**Exercise goal**
The response must consist of the lines below from the one with "run: cat ./bench-data.json" through the one with "3. Warn or even", exactly as they appear and with both ends kept.

-------

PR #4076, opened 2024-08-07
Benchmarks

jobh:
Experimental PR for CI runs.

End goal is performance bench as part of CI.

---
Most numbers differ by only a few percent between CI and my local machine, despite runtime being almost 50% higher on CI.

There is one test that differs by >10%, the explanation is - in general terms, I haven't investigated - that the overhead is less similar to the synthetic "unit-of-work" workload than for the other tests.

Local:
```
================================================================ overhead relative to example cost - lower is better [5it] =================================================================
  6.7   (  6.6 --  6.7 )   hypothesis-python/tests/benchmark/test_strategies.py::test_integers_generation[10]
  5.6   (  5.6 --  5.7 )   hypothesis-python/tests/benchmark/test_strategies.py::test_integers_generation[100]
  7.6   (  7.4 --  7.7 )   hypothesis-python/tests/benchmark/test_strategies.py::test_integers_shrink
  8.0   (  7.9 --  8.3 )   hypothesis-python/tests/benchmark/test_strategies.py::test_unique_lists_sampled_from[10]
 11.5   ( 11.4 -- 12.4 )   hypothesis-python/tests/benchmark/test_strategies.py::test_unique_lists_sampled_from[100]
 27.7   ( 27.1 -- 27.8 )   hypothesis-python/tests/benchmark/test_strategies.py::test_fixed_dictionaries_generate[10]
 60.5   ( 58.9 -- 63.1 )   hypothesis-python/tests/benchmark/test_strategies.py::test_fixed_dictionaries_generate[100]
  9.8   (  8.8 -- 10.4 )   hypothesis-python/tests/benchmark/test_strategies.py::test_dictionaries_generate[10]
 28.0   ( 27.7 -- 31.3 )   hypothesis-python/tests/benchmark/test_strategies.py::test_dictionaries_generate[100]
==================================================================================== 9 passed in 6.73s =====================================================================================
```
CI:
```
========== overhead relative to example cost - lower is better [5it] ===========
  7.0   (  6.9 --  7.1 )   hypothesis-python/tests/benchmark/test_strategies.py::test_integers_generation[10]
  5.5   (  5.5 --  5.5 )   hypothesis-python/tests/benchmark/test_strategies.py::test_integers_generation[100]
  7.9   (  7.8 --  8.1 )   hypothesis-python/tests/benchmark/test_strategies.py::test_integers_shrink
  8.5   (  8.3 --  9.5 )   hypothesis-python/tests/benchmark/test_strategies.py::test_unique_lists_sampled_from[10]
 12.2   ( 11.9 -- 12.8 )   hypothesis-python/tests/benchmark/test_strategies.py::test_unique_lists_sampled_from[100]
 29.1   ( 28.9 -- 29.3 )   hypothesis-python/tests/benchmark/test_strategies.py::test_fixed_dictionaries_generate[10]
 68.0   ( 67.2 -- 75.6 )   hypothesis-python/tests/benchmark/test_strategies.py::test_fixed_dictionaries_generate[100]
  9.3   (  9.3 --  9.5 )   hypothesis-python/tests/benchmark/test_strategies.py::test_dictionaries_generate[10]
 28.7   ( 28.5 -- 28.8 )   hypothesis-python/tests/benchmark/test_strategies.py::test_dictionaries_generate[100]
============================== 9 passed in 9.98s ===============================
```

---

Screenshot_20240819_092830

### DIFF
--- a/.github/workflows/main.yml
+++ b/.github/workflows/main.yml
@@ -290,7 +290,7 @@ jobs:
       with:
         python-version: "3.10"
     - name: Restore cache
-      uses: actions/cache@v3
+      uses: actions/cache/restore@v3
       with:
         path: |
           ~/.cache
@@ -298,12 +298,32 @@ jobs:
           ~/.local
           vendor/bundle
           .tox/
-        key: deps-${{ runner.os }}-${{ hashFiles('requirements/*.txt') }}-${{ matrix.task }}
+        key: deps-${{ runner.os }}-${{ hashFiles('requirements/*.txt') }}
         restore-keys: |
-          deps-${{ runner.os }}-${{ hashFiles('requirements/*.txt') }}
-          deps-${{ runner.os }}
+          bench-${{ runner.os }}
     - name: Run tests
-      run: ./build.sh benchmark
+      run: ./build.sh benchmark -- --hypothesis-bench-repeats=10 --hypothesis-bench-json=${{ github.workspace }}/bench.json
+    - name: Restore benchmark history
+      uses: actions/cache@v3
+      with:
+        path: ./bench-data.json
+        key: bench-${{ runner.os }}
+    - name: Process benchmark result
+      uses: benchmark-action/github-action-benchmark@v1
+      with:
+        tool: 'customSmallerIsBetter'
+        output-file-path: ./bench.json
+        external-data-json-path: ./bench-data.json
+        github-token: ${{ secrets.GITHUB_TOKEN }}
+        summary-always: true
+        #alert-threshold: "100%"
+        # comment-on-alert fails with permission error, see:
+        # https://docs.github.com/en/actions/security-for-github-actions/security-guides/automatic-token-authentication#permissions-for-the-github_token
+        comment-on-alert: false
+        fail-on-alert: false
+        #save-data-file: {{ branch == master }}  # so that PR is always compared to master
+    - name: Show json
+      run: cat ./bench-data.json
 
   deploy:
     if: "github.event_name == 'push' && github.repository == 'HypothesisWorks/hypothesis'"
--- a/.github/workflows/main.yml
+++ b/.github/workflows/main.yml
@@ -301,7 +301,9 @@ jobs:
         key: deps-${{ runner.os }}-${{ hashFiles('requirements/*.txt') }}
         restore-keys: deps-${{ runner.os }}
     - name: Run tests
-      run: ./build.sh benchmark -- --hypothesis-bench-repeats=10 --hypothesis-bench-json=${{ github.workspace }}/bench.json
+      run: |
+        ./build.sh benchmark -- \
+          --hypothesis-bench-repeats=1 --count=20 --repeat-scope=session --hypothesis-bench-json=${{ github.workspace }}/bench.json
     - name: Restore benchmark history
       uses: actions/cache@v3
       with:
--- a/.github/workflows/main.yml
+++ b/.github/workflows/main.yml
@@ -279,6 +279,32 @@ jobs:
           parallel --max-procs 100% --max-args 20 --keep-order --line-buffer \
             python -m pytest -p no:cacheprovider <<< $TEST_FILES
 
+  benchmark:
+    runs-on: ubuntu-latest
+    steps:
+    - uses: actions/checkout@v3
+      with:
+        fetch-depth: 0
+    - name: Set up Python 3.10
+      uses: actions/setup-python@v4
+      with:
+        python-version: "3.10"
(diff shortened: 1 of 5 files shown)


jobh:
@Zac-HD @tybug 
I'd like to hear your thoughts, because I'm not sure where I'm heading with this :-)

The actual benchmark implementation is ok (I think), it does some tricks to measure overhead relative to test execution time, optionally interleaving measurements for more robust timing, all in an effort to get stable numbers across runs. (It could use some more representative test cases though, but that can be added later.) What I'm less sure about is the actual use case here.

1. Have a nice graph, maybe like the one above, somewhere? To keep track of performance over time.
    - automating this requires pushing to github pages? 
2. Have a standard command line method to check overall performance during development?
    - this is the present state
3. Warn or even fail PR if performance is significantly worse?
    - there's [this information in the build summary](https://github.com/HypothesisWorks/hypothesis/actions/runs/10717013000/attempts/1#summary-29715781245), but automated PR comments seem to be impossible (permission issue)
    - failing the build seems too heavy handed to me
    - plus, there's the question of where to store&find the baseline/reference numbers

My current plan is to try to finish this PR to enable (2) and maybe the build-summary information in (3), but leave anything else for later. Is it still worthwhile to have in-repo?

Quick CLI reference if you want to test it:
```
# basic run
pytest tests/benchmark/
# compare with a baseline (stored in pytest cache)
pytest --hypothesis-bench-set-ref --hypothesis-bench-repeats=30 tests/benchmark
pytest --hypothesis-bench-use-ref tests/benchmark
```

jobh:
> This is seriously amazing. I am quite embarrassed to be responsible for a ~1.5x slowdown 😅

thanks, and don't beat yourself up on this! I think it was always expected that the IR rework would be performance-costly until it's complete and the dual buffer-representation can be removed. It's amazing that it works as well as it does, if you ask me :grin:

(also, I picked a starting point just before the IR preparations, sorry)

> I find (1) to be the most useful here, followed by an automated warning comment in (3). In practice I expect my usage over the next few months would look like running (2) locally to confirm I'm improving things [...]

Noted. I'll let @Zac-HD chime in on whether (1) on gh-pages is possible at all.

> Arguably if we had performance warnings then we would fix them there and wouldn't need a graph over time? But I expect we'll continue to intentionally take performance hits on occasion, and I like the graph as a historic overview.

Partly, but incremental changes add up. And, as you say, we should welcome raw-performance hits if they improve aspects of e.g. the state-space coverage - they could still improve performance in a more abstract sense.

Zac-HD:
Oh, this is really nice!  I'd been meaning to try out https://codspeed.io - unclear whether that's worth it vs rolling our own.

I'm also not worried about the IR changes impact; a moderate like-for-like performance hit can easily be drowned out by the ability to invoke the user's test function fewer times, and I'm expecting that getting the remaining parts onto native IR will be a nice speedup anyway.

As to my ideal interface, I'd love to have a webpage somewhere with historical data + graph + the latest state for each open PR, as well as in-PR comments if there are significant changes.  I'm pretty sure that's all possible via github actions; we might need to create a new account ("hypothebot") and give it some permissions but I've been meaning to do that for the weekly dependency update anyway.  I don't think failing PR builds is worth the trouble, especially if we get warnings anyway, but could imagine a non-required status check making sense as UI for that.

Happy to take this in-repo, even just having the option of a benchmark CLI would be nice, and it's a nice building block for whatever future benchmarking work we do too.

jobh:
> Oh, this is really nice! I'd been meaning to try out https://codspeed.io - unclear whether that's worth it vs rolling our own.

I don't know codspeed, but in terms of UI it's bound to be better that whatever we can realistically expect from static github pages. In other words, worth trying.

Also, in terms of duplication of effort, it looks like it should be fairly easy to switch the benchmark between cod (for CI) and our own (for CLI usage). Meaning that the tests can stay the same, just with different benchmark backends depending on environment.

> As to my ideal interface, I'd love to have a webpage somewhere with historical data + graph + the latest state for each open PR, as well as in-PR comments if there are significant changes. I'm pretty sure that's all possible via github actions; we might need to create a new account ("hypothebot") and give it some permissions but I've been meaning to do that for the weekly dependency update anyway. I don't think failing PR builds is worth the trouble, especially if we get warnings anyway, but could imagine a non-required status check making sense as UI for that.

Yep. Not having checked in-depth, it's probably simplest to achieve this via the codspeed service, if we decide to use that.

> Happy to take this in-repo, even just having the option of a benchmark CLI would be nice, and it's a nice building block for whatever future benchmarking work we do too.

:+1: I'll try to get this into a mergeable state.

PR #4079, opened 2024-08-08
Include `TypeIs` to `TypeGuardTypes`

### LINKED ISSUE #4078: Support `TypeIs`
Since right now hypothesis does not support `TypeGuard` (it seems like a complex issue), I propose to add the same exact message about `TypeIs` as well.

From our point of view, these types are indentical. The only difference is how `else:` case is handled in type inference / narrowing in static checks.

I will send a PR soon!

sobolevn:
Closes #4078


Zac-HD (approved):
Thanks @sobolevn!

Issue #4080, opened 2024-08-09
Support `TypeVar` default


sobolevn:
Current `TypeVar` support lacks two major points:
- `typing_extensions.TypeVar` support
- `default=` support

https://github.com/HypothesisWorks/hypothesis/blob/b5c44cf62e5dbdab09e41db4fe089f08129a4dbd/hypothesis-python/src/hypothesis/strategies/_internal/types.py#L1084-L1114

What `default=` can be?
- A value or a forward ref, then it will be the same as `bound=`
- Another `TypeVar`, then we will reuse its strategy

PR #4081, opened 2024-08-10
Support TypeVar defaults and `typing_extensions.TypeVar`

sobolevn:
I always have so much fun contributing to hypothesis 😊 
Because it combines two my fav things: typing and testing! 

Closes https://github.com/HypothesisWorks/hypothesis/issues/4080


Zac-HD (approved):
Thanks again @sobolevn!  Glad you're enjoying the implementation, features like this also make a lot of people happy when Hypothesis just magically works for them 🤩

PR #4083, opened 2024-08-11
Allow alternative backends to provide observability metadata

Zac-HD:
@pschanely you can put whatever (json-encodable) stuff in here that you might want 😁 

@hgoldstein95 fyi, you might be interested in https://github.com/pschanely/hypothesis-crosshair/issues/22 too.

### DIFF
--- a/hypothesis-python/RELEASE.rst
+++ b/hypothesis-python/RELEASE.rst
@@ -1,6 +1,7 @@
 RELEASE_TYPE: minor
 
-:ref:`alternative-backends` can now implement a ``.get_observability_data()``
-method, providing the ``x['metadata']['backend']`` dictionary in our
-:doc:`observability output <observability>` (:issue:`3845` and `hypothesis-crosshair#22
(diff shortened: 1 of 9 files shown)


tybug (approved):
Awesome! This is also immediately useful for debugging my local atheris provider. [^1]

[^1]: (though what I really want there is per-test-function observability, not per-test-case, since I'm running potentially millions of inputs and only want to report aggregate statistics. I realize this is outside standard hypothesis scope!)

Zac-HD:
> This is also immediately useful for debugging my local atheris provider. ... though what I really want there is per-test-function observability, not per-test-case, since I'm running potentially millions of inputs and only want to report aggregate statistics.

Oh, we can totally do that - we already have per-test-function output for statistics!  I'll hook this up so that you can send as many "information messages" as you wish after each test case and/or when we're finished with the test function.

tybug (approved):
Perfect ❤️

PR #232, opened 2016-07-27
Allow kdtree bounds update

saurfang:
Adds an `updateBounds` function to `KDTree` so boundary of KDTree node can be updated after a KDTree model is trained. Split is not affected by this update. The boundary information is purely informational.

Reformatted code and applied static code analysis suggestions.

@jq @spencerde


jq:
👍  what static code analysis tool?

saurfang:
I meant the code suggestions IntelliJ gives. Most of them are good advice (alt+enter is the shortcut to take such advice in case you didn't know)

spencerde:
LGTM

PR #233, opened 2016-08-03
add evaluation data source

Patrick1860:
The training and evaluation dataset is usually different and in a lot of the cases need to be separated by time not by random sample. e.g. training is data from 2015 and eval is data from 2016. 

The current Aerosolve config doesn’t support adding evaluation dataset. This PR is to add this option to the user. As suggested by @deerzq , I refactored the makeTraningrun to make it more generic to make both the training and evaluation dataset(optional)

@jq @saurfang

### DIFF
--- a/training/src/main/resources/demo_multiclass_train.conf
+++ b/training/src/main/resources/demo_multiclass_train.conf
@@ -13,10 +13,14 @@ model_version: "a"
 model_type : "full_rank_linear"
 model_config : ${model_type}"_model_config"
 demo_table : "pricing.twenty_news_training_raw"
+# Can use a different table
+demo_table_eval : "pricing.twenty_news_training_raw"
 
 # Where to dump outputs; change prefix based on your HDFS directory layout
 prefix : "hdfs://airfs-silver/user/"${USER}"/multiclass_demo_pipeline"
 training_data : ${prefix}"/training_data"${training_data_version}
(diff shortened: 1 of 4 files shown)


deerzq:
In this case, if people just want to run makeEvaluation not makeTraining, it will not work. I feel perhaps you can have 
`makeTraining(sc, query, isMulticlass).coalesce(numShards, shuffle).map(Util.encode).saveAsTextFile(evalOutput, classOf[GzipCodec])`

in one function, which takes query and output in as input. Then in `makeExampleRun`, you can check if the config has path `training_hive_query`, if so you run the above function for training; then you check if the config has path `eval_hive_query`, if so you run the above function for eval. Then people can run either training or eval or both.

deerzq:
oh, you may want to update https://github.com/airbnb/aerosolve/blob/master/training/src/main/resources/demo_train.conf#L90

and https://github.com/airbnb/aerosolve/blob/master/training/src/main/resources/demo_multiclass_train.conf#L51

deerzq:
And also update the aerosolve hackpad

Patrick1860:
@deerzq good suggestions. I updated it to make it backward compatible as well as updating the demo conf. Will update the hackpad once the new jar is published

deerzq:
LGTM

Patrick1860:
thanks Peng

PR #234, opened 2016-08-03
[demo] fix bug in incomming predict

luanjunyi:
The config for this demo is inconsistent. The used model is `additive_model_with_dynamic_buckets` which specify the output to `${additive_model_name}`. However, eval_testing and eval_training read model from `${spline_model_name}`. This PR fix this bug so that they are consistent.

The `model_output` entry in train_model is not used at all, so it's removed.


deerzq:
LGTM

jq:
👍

-------

**Task output**
+      run: cat ./bench-data.json
 
   deploy:
     if: "github.event_name == 'push' && github.repository == 'HypothesisWorks/hypothesis'"
--- a/.github/workflows/main.yml
+++ b/.github/workflows/main.yml
@@ -301,7 +301,9 @@ jobs:
         key: deps-${{ runner.os }}-${{ hashFiles('requirements/*.txt') }}
         restore-keys: deps-${{ runner.os }}
     - name: Run tests
-      run: ./build.sh benchmark -- --hypothesis-bench-repeats=10 --hypothesis-bench-json=${{ github.workspace }}/bench.json
+      run: |
+        ./build.sh benchmark -- \
+          --hypothesis-bench-repeats=1 --count=20 --repeat-scope=session --hypothesis-bench-json=${{ github.workspace }}/bench.json
     - name: Restore benchmark history
       uses: actions/cache@v3
       with:
--- a/.github/workflows/main.yml
+++ b/.github/workflows/main.yml
@@ -279,6 +279,32 @@ jobs:
           parallel --max-procs 100% --max-args 20 --keep-order --line-buffer \
             python -m pytest -p no:cacheprovider <<< $TEST_FILES
 
+  benchmark:
+    runs-on: ubuntu-latest
+    steps:
+    - uses: actions/checkout@v3
+      with:
+        fetch-depth: 0
+    - name: Set up Python 3.10
+      uses: actions/setup-python@v4
+      with:
+        python-version: "3.10"
(diff shortened: 1 of 5 files shown)


jobh:
@Zac-HD @tybug 
I'd like to hear your thoughts, because I'm not sure where I'm heading with this :-)

The actual benchmark implementation is ok (I think), it does some tricks to measure overhead relative to test execution time, optionally interleaving measurements for more robust timing, all in an effort to get stable numbers across runs. (It could use some more representative test cases though, but that can be added later.) What I'm less sure about is the actual use case here.

1. Have a nice graph, maybe like the one above, somewhere? To keep track of performance over time.
    - automating this requires pushing to github pages? 
2. Have a standard command line method to check overall performance during development?
    - this is the present state
3. Warn or even fail PR if performance is significantly worse?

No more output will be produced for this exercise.